* [REQUIRED WORK]: Go through the data and copy every line in which "once" appears.

-- EXTRACTED RECORDS follows --

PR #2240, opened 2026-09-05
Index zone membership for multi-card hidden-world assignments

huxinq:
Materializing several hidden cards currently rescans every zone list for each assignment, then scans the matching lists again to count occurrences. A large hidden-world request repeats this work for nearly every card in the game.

-- EXTRACTED RECORDS concluded --
-- EXTRACTED RECORDS follows --

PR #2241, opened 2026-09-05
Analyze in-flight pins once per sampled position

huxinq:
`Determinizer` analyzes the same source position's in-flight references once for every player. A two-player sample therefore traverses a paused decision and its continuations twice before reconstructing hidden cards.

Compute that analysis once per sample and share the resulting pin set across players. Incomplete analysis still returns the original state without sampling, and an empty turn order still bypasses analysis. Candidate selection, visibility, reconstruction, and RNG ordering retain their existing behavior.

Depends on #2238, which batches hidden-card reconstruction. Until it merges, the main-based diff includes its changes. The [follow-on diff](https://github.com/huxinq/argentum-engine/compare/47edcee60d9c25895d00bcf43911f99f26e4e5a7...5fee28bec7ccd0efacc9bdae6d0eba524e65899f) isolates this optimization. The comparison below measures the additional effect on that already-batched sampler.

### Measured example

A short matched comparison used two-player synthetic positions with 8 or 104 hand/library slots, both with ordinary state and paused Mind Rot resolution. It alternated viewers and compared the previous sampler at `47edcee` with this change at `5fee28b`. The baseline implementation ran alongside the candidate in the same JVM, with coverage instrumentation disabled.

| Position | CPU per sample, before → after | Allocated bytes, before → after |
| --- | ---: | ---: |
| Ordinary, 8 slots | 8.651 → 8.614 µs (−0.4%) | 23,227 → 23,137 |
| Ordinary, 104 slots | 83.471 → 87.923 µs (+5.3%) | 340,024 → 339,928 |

-- EXTRACTED RECORDS concluded --

* [RESULT]:
Analyze in-flight pins once per sampled position
`Determinizer` analyzes the same source position's in-flight references once for every player. A two-player sample therefore traverses a paused decision and its continuations twice before reconstructing hidden cards.
Compute that analysis once per sample and share the resulting pin set across players. Incomplete analysis still returns the original state without sampling, and an empty turn order still bypasses analysis. Candidate selection, visibility, reconstruction, and RNG ordering retain their existing behavior.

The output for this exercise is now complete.